*Instructions to follow*: Up to and including the line with "PR #7131, opened 2018-05-25", output the records exactly as they appear.

Stored data:
"""
PR #7126, opened 2018-05-23
Remove Grunt package

tvooo:
This PR removes the Grunt package (https://github.com/tvooo/sublime-grunt), which is no longer maintained. If someone is willing to pick up maintenance, I'm happy to hand it over; it can then be re-added to Package Control.

### DIFF
--- a/repository/g.json
+++ b/repository/g.json
@@ -2009,16 +2009,6 @@
 			]
 		},
 		{
-			"name": "Grunt",
-			"details": "https://github.com/tvooo/sublime-grunt",
-			"releases": [
-				{
-					"sublime_text": "*",
-					"tags": true
-				}
-			]
-		},
-		{
 			"name": "Grunt Snippets",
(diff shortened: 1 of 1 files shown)


Thom1729:
Is it necessary to actually remove the package?

tvooo:
It seems to be working for some people still, but I get a bug report every once in a while that I'm not intending to address... along with comments from people complaining about that very fact.

Thom1729:
If you really want to remove it, I'll do that. But I don't think it's doing any harm just sitting there. I'd recommend opening an issue declaring that the package is no longer maintained and asking if anyone wants to take it over.

Thom1729:
@tvooo Do you still want to remove this package?

tvooo:
Thanks, let's leave it in for now.

FichteFoll:
When the amount of issues (for some reason) becomes unbearable, you can set your repository to read-only. That should be clear enough to everyone.

PR #7129, opened 2018-05-23
Add chester-atom theme to package list

gborges0727:


Thom1729:
You should include the original copyright and license information.

gborges0727:
I've updated the repository with the original license included

PR #7131, opened 2018-05-25
Add Mojom syntax definition URL to channel.json

sdefresne:
This package provides syntax highlighting for [mojo binding definition files](https://chromium.googlesource.com/chromium/src/+/master/mojo/README.md).

### DIFF
--- a/channel.json
+++ b/channel.json
@@ -95,6 +95,7 @@
 		"https://raw.githubusercontent.com/royisme/SublimeOctopressTool/master/packages.json",
 		"https://raw.githubusercontent.com/rpowers/sublime_stata/master/packages.json",
 		"https://raw.githubusercontent.com/rse/sublime-scheme-rse/master/packages.json",
+		"https://raw.githubusercontent.com/sdefresne/sublime-mojom/master/packages.json",
 		"https://raw.githubusercontent.com/sdolard/sublime-jsrevival/master/packages.json",
 		"https://raw.githubusercontent.com/seanliang/ConvertToUTF8/master/packages.json",
 		"https://raw.githubusercontent.com/sentience/DokuWiki/master/packages.json",


sdefresne:
Added missing "date" key...

Thom1729:
What is the purpose of adding a new channel rather than adding a new package to the default channel?

sdefresne:
@Thom1729:

I wrote a package defining syntax highlighting for mojom file. As I don't like writing plist (which is the syntax used by Sublime Text for its tmLanguage file), my repository does not contains the tmLanguage file directly but instead contains some file that need to be preprocessed. So I cannot directly add it as a github repository and instead need to distribute it as a sublime-package file.

The documentation on how to distribute sublime-package appears to be sparse on https://packagecontrol.io/docs/submitting_a_package but seems to point to adding a channel.

Here is the relevant part of the documentation:

> You‘ll need to pick one of the following two hosting options:
> 
> 1. Use a public GitHub or BitBucket repository. Only include one package per repository and be sure the root of the package is the root of the repository.
> 2. Host .sublime-package files and a packages.json on a web server with SSL. For each release you‘ll need to create and upload a new package file and update the packages.json information. Hosting of the files must be done on a secure server to help ensure the security of users‘ machines. Unsecure URLs could lead to malicious code being loaded and run. This is rarely used – see example-repository.json for documentation.

So I looked at how other sublime-package have recently be added in this repository. They appear to be doing that by adding a new channel. This is the reason I tried to do it this way. Maybe this is incorrect. If so, I'd be more than happy if you could point me to information on how I can add my package to package control. Thanks.

Thom1729:
The methods I'd recommend, in order, are:

1. Write a [`sublime-syntax` definition](https://www.sublimetext.com/docs/3/syntax.html) instead of a `tmLanguage`. The new format is more powerful and easier to use. It's compatible with Sublime Text 3 (build >= 3043, which includes 3.0 and above) but not generally with other editors.
2. If you need compatibility with Sublime Text 2 or with other editors, write a [`yaml-tmLanguage`](http://docs.sublimetext.info/en/latest/extensibility/syntaxdefs.html) definition and compile it with [PackageDev](https://github.com/SublimeText/PackageDev/). Then, your package would contain both the source `yaml-tmLanguage` file (which editors will ignore) and the compiled `tmLanguage` file.

sdefresne:
Thank you for the possible alternatives. I'll try to go with option 1. Should I close this pull request and reopen it when I've converted my package (and updated the pull request to add a package definition)?

Thom1729:
Yes, in this case I would close this PR and open a new one.

FichteFoll:
Quick note that the required build for sublime-syntax is 3092 (and the review bot will remind you of that if you specify a lower build).

PR #7546, opened 2019-04-08
add braver/ColorHints

braver:
Adds a package that will show inline color boxes. Kinda like ColorHelper but without the gazillion features, kinda like ColorHighlight but better.

### DIFF
--- a/repository/c.json
+++ b/repository/c.json
@@ -2776,6 +2776,15 @@
 			]
 		},
 		{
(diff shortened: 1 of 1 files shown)


braver:
Sorry, beginner's mistake 🙄 tagged a release now.

Thom1729:
Probably should `from .lib import util` instead of `from ColorHints.lib import util`.

braver:
👌🏻

PR #7548, opened 2019-04-09
add webloc

looking-for-a-job:


Thom1729:
What's the story here? What happened to the old repository?

looking-for-a-job:
Thom1729, probably it was  one of my firsts pr on github, I was tired of waiting, deleted the repository and unsubscribed, and it was merged but not available all this time :)

Thom1729:
Instead of `sys.platform`, you should use `sublime.platform`.

You should also add `"previous_names": "Webloc-open"` to the channel entry.

looking-for-a-job:
fixed

PR #7549, opened 2019-04-10
add JSON Stringify from Nadock/json_stringify

Nadock:
This is a simple tool to convert between JSON and a string serialisation of that JSON data.

### DIFF
--- a/repository/j.json
+++ b/repository/j.json
@@ -1103,6 +1103,16 @@
 			]
 		},
 		{
+			"name": "JSON Stringify",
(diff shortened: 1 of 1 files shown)


Thom1729:
Any .py file at the top level of the package will be run when the package loads. It looks like the test file probably shouldn't be.

Nadock:
> Any .py file at the top level of the package will be run when the package loads. It looks like the test file probably shouldn't be.

Yep you're correct, this has been fixed in the latest release

PR #7556, opened 2019-04-19
Add Jasonette Completions

BarryMode:
Adds jasonette completions. I ported [these](https://github.com/felipemullen/jasonette-snippets), which were made for Visual Studio Code.

### DIFF
--- a/repository/j.json
+++ b/repository/j.json
@@ -207,6 +207,17 @@
 			]
 		},
 		{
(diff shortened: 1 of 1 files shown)


Thom1729:
In addition to a tag, you should add a license and a readme.

BarryMode:
@Thom1729, thanks! I added the tag, license, and readme.

PR #7559, opened 2019-04-25
Add Sublime-API

looking-for-a-job:

### DIFF
--- a/repository/s.json
+++ b/repository/s.json
@@ -4062,17 +4062,6 @@
 			]
 		},
 		{
-			"name": "Sublime-API",
-			"details": "https://github.com/looking-for-a-job/sublime-api",
-			"labels": ["build system"],
-			"releases": [
-				{
-					"sublime_text": "*",
-					"tags": true
-				}
-			]
-		},
-		{
 			"name": "Sublime convert colorcode",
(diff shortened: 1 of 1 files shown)


looking-for-a-job:
curl -X POST https://packagecontrol.io/test_pr/$TRAVIS_PULL_REQUEST.json
curl: (18) transfer closed with 24 bytes remaining to read
The command "curl -X POST https://packagecontrol.io/test_pr/$TRAVIS_PULL_REQUEST.json" exited with 18.

FichteFoll:
I don't quite think I understand the purpose of this package. From the code and the readme, it appears you are providing a build system to execute Python files within ST's Python environment. But what for? When developing a plugin, it's easier to just dump that into the User folder and have ST reload it on modification/save.

There are also quite a few flaws in this, such as the execution being blocking and on the main UI thread and the file handle not being closed, as well as no error handling for unsaved views (where `self.view.file_name() is None`). Not considering that you wrapped the entire thing in a try-catch, which isn't exactly good practice. You might also want to check out `contextlib.redirect_stdout` from the stdlib.

And finally, your package contains the name "Sublime", which is agaisnt our policies. While there is a certain relevance in the name considering we're talking about executing Python code within ST's environment, a name like "Sublime API" doesn't tell you about that at all.

PR #7560, opened 2019-04-28
Add Plugin Geecode

qiuxfeng1985:

### DIFF
--- a/repository/g.json
+++ b/repository/g.json
@@ -187,6 +187,16 @@
 			]
 		},
 		{
+			"name": "GeeCode",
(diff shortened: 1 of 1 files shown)


Thom1729:
- What does the plugin do? (I can't read the readme.) Is it designed fora specific programming language?
- The `TipDisplay.py` file contains carriage returns instead of newlines.
- Some of the files are modifying `sys.path`. This is a bad idea, because `sys.path` is shared among the entire plugin runtime. Instead, use relative imports.

PR #7561, opened 2019-04-28
Add "PHP Namespace Monkey"

itsgoingd:
Automatically adds a namespace declaration and optionally a class definition to newly created PHP files in projects using the PSR autoloading standards. Port of my existing Atom package.

### DIFF
--- a/repository/p.json
+++ b/repository/p.json
@@ -1141,6 +1141,17 @@
 			]
 		},
 		{
+			"name": "PHP Namespace Monkey",
+			"details": "https://github.com/underground-works/sublime-php-namespace-monkey",
+			"labels": ["php", "utilities"],
+			"releases": [
+				{
+					"sublime_text": ">=3000",
+					"tags": true
+				}
+			]
+		},
+		{
 			"name": "PHP Source",
 			"details": "https://github.com/mjkaufer/PHP-Source",
 			"labels": ["php", "utilities", "utils"],


Thom1729:
Maybe I'm missing something, but what causes this to run only when a new PHP file is created?

itsgoingd:
Hey, this runs every time a view is activated, since that is the only event that makes sense afaik.

First thing I do is check if the view is empty and has a php file associated here:
https://github.com/underground-works/sublime-php-namespace-monkey/blob/master/PhpNamespaceMonkey.py#L9

itsgoingd:
Hey, this runs every time a view is activated, since that is the only event that makes sense afaik.

First thing I do is check if the view is empty, so we never modify existing content, and has a php file associated here:

https://github.com/underground-works/sublime-php-namespace-monkey/blob/master/PhpNamespaceMonkey.py#L9

The php file condition itself is a simple file extension check:

https://github.com/underground-works/sublime-php-namespace-monkey/blob/master/PhpNamespaceMonkey.py#L59-L62

Additionally we check if the file ctime is less than a second ago:

https://github.com/underground-works/sublime-php-namespace-monkey/blob/master/PhpNamespaceMonkey.py#L11

We assume that if the ctime is so recent it is a "new" file, this works well for the intended use where you create a new file via right-click option in the sidebar for example, which creates the file and automatically opens the view emitting the activated event (see gif in the original repo https://github.com/underground-works/sublime-php-namespace-monkey).

This is obviously not perfect, but I used the same "workaround" in the original implementation for Atom and it worked very well.

itsgoingd:
@Thom1729 anything more I can do to get this merged?

PR #7563, opened 2019-04-30
Add Zeek Language package

jsiwek:
Provides syntax highlighting for the Zeek scripting language
https://github.com/zeek/zeek
https://zeek.org

### DIFF
--- a/repository/z.json
+++ b/repository/z.json
@@ -44,6 +44,17 @@
 			]
 		},
 		{
+			"name": "Zeek Language",
+			"details": "https://github.com/zeek/zeek-sublime",
+			"labels": ["language syntax"],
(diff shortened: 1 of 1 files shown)


jsiwek:
The license is in a file named COPYING, not LICENSE, but don't mind renaming if that's required.  GitHub itself auto-detects the former as a license file.

Thom1729:
You're using a lookbehind in the `main` context:

```yaml
    - match: (?<=\S)(:)
      scope: punctuation.separator.zeek
```

This will cause the entire context (i.e. the entire syntax, because there is only one context) to use the slower regexp engine. Removing the lookbehind will improve performance.

PR #7566, opened 2019-04-30
Add LSP-vue plugin

predragnikolic:
Vue support for Sublime's LSP plugin.

Currently a user needs to manual configure the vue language server, which is not error prone.
This plugin (language handler) will automate that step.

If you need more info, please say.

### DIFF
--- a/repository/l.json
+++ b/repository/l.json
@@ -1598,6 +1598,16 @@
 			]
 		},
 		{
+			"name": "LSP-vue",
+			"details": "https://github.com/sublimelsp/LSP-vue",
+			"releases": [
+				{
+					"sublime_text": ">=3092",
+					"tags": true
+				}
+			]
+		},
+		{
 			"name": "Lua Dev",
 			"details": "https://github.com/rorydriscoll/LuaSublime",
 			"labels": ["lua"],


FichteFoll:
It seems you created a couple similar packages for various syntaxes. What do you think about unifying them into a single package that provides initial configuration for multiple syntaxes?

predragnikolic:
> It seems you created a couple similar packages for various syntaxes.

Yes
> What do you think about unifying them into a single package that provides initial configuration for multiple syntaxes?

I am not exactly sure what you mean by that.

Here is how I understood it.
I create a plugin `LSP setup`,
and in that plugin the user can set up various language handlers?

Is there a different way?
For example, I just discovered that the plugins for SublimeLinter are not located in this repo, 
instead they are located [here](https://github.com/SublimeLinter/package_control_channel/blob/master/org.json).

Can I create a channel with a list of LSP plugins?

FichteFoll:
The idea behind my suggestion was to bundle initial configuration setups for LSP in a single package, since they are really just single Python commands that do some modifications to the LSP settings file and potentially ensure the required binary is installed by running the installation steps. Since the process is very similar and using a central place for these allows for easier additions (and notably does not require submitting and reviewing a new package every time), I think bundling those in a single package would be easier to handle. I don't think providing "LSP packages" in a separate repository.json would be reasonable since for SublimeLinter the authority and review of plugins should fall to the maintainers of SublimeLinter, while I doubt the maintainer of LSP would be interested in maintaining a list of packages that provide initial configurations (and don't interact with LSP in any way afterwards).
Of course, you may still prefer to supply these packages separately. I am merely making a suggestion here.

Currently, the package could contain html, css, vue, json, intelephesense.

predragnikolic:
> a list of packages that provide initial configurations (and don't interact with LSP in any way afterwards) 

Well, some of the LSP-plugins implement custom server functionality, [see](https://github.com/tomv564/LSP/issues/212#issue-275814949), but some of the plugins like the one I submitted (html, css, vue) don't.

> Of course, you may still prefer to supply these packages separately. I am merely making a suggestion here.

Yes, I would still prefer it, but "reviewing a new package every time" makes me think that there should be a better way.

This needs to be discussed with the maintainers of LSP, on how this could be done. 
Should I close all my PR until a solution is found?

FichteFoll:
Let's just invite the maintainers into this PR for their take.

@tomv564 @rwols

predragnikolic:
Hello @FichteFoll,
I got a notification yesterday that LSP-html, LSP-json, LSP-intelephense and LSP-css got merged.

Now that some of the plugins are merged, 
Should we still wait for the response of the maintainers, or?

tomv564:
Sorry it took a while to respond. I feel like publishing a package when all the user needs to do is `npm install -g vls` is a bit unnecessary. 

That said, we haven't looked at helping the user update their server either, which in the VS Code case is done by (bumping) the extension. I'd like to avoid bumping LSP for every single server.

A bundle of other features together with LSP support (like Rust Enhanced) seems ideal to me.

FichteFoll:
I'll leave this to @Thom1729 to decide. I've been too inactive over the past weeks to rule over his decision, although I do still very much favor the "LSP templates in a single package" approach.

Thom1729:
@predragnikolic Could you resolve the merge conflict?

predragnikolic:
@Thom1729 I will tomorrow :)

PR #7567, opened 2019-05-02
Add csv-record-view

mrp130:
Plugin to transform csv row to record view

### DIFF
--- a/repository/c.json
+++ b/repository/c.json
@@ -4404,6 +4404,16 @@
 			]
 		},
 		{
+			"name": "CSV Record View",
+			"details": "https://github.com/mrp130/csv-record-view",
+			"releases": [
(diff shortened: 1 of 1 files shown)


Thom1729:
Do any existing packages provide this functionality? (I don't know what “record view” is, so I'm not clear on this.)

mrp130:
@Thom1729 I searched and cannot find existing packages provide this functionality. To make clear, this is example for record view https://github.com/dbeaver/dbeaver/wiki/Data-View-and-Format#table-vs-record-views

Thom1729:
Instead of `sublime.active_window()`, you should use `self.view.window()`.

mrp130:
done @Thom1729

PR #7578, opened 2019-05-08
Add Duplicate File

looking-for-a-job:

### DIFF
--- a/repository/d.json
+++ b/repository/d.json
@@ -1602,6 +1602,16 @@
 			]
 		},
 		{
+			"name": "Duplicate File",
+			"details": "https://github.com/looking-for-a-job/sublime-duplicate-file",
+			"releases": [
+				{
+					"sublime_text": "*",
+					"tags": true
+				}
+			]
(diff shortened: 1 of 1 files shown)


Thom1729:
- The keybinding conflicts with built-in behavior. Is a keybinding really necessary for this?
- You should add a `.sublime-commands` file.
- Rather than calling `sublime.active_window().active_view()`, make it a `TextCommand` and use `self.view`.
- The `path` property is unused.
- Rather than checking whether the file exists, just try to create it and catch `FileExistsError`. This avoids race conditions.

looking-for-a-job:
done.
- the right question is why the Sublime Text does not support default keyboard shortcut? :) yes, it is really necessary and must be builtin by default :)
- `shutil.copyfile` does not raise `FileExistsError`

Thom1729:
I think that overriding the built-in binding is unfortunately a non-starter. This could be very disruptive for users, and it isn't easy to selectively disable package key bindings.

PR #7579, opened 2019-05-14
Add a MarkdownInsertImage plugin

lizhiyong2000:

### DIFF
--- a/repository/m.json
+++ b/repository/m.json
@@ -542,6 +542,7 @@
 			"releases": [
 				{
 					"sublime_text": ">=3000",
+					"platforms": ["osx", "linux"],
 					"tags": true
 				}
 			]
--- a/repository/m.json
+++ b/repository/m.json
@@ -537,6 +537,17 @@
 			]
 		},
 		{
+			"name": "MarkdownInsertImage",
+			"details": "https://github.com/lizhiyong2000/MarkdownInsertImage",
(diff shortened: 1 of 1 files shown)


Thom1729:
It looks like there's a spurious addition in the channel file: `"name": "MarkdownLight",`.

FichteFoll:
1. Your second gif appears to be broken. It doesn't render correctly in FireFox or mpv.
1. The base scope of the markdown syntax is `text.html.markdown`, which your key bindings would never match.
1. You mention that the user needs a Python dependency but you don't mention that they also need to have `python3` in their PATH.
1. You call `get_python_sitepackages()` in `run` but don't capture the return value.
1. You check for jpg files when searching through the clipboard but only use .gif or .png when uploading the file
1. You add the entire system Python's site packages path to ST's python path. That is an absolute **no-go** as it will cause conflicts with potentially different target versions for those libraries and ST's embedded Python.
Instead, you can either call the system python directly to import the necessary modules in a specific script and perform the upload there, or you just directly communicate with qiniu's API endpoints through `urllib` or [`requests`](https://github.com/packagecontrol/requests).
1. There are a couple debug prints throughout the code.
1. Where do you use SideBarEnhancements?

FichteFoll:
@lizhiyong2000 ping

PR #7944, opened 2020-05-28
Add new package "JapanWordStop"

woodmix:
This is a plugin to make word jumps such as ctrl+right appropriate for Japanese strings.

There are plugins for the same purpose, "JapaneseWordSeparator" and "Japanese Word Jump", but the logic for determining the jump stop position is completely different.
They use a library called "tinysegmenter", but "JapanWordStop" simply uses the character type to determine the stop position.

I'd like to offer this plugin as an expansion of choices, not a question of superiority or inferiority.

### DIFF
--- a/repository/j.json
+++ b/repository/j.json
@@ -121,6 +121,17 @@
 			]
 		},
 		{
+			"name": "JapanWordStop",
+			"details": "https://github.com/woodmix/JapanWordStop",
+			"releases": [
+				{
+					"sublime_text": ">=3000",
+					"platforms": ["windows", "linux"],
+					"tags": true
+				}
+			]
+		},
+		{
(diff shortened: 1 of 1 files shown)


FichteFoll:
Thank you for including information on the differences between the two existing packages as that means I don't have to ask about it.

Please use a more unique identifier in your `add_on_change` call. You also must remove the registered callback inside a `plugin_unloaded` to ensure your references are cleaned up when the plugin is unloaded.

LGTM otherwise.

You might want to at least add an English sentence to the readme explaining what the pacakge does, however.

woodmix:
Thank you for your advice!
I have fixed an issue related to add_on_change.
The English version of the README has been added (mostly by machine translation).

PR #7945, opened 2020-05-29
Add Github Theme

mauroreisvieira:
# GitHub Sublime Text theme

GitHub Sublime Text theme

## Settings

```json
{
    "show_sidebar_disclosure": "false"
}
```


FichteFoll:
From the screenshot, I presume that the theme is adaptive. You may want to mention that in the readme somewhere.

PR #7946, opened 2020-05-31
Add Notepad++ Tab Context plugin

josephmorrill:
Adds some useful tab context menu commands from Notepad++:

- Close Tabs to the Left
- Save
- Save As...
- Rename
- Delete
- Open containing folder in file explorer
- Open containing folder in terminal
- Open in default viewer
- Copy file path
- Copy filename
- Copy directory path

### DIFF
--- a/repository/n.json
+++ b/repository/n.json
@@ -920,7 +920,7 @@
 			"labels": ["tab context", "notepad++"],
 			"releases": [
 				{
-					"sublime_text": ">3211",
+					"sublime_text": ">=3000",
 					"tags": true
 				}
 			]
--- a/repository/n.json
+++ b/repository/n.json
@@ -915,6 +915,17 @@
 			]
 		},
 		{
+			"name": "Notepad++ Tab Context",
+			"details": "https://github.com/josephmorrill/SublimeNppTabContextPlugin",
+			"labels": ["tab context", "notepad++"],
+			"releases": [
+				{
+					"sublime_text": ">3211",
+					"tags": true
+				}
+			]
+		},
+		{
 			"name": "Notes",
 			"details": "https://github.com/tbh1/sublime-notes",
 			"labels": ["language syntax", "documentation", "notes"],


repository/n.json
```diff
@@ -914,6 +914,17 @@
 				}
 			]
 		},
+		{
+			"name": "Notepad++ Tab Context",
+			"details": "https://github.com/josephmorrill/SublimeNppTabContextPlugin",
+			"labels": ["tab context", "notepad++"],
+			"releases": [
+				{
+					"sublime_text": ">3211",
```
FichteFoll, line 923: This prevents installation on 3211, the latest available build. Is this what you want?

The last ST3 dev build is 3210 and would be exempted by this selector as well, despite being almost equivalent.

FichteFoll:
For your replacements, you may want to look into `sublime.expand_variables` and `Window.extract_variables` respectively. This will reuse ST's internal expansion algorithm and provide the same variables as available for build systems.

For the settings menu, I suggest using the `edit_settings` command instead of two separate calls to `open_file`. See the default menu file for reference.
Furthermore, you should add a `.sublime-commands` file with that for easier keyboard access.

ST passes `group` and `index` arguments for commands invoked through the tab context menu if `{ "group": -1, "index": -1 }` are provided in the menu file. You don't seem to be using these and instead always operate on the currently active view. Can you check and confirm whether the context menu of an inactive tab does what you'd expect?

repository/n.json
josephmorrill: Thanks! Updated the filter to >=3000

josephmorrill:
@FichteFoll Thanks for the feedback. I made the changes you suggested (with the exception of using Window.extract_variables, which seems to only target the active tab) and tagged version 1.1.0

FichteFoll:
Good point regarding the active view requirement. While the missing variables can easily be filled/replaced with manual code, I guess that could be turned into a feature request for the API.

PR #7949, opened 2020-06-02
Add DlangAuto{FIleName,Import,ModuleName}

vitalfadeev:

### DIFF
--- a/repository/d.json
+++ b/repository/d.json
@@ -1124,6 +1124,16 @@
 			]
 		},
 		{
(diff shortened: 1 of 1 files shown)


FichteFoll:
I suggest `view.match_selector(0, "source.d")` instead of checking the view's syntax setting for checking whether a command should be available.

vitalfadeev:
view.match_selector(0, "source.d") - ok.
Thanks for suggestion. It helpfull.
"""
*Answer space*:
PR #7126, opened 2018-05-23
Remove Grunt package

tvooo:
This PR removes the Grunt package (https://github.com/tvooo/sublime-grunt), which is no longer maintained. If someone is willing to pick up maintenance, I'm happy to hand it over; it can then be re-added to Package Control.

### DIFF
--- a/repository/g.json
+++ b/repository/g.json
@@ -2009,16 +2009,6 @@
 			]
 		},
 		{
-			"name": "Grunt",
-			"details": "https://github.com/tvooo/sublime-grunt",
-			"releases": [
-				{
-					"sublime_text": "*",
-					"tags": true
-				}
-			]
-		},
-		{
 			"name": "Grunt Snippets",
(diff shortened: 1 of 1 files shown)


Thom1729:
Is it necessary to actually remove the package?

tvooo:
It seems to be working for some people still, but I get a bug report every once in a while that I'm not intending to address... along with comments from people complaining about that very fact.

Thom1729:
If you really want to remove it, I'll do that. But I don't think it's doing any harm just sitting there. I'd recommend opening an issue declaring that the package is no longer maintained and asking if anyone wants to take it over.

Thom1729:
@tvooo Do you still want to remove this package?

tvooo:
Thanks, let's leave it in for now.

FichteFoll:
When the amount of issues (for some reason) becomes unbearable, you can set your repository to read-only. That should be clear enough to everyone.

PR #7129, opened 2018-05-23
Add chester-atom theme to package list

gborges0727:


Thom1729:
You should include the original copyright and license information.

gborges0727:
I've updated the repository with the original license included

PR #7131, opened 2018-05-25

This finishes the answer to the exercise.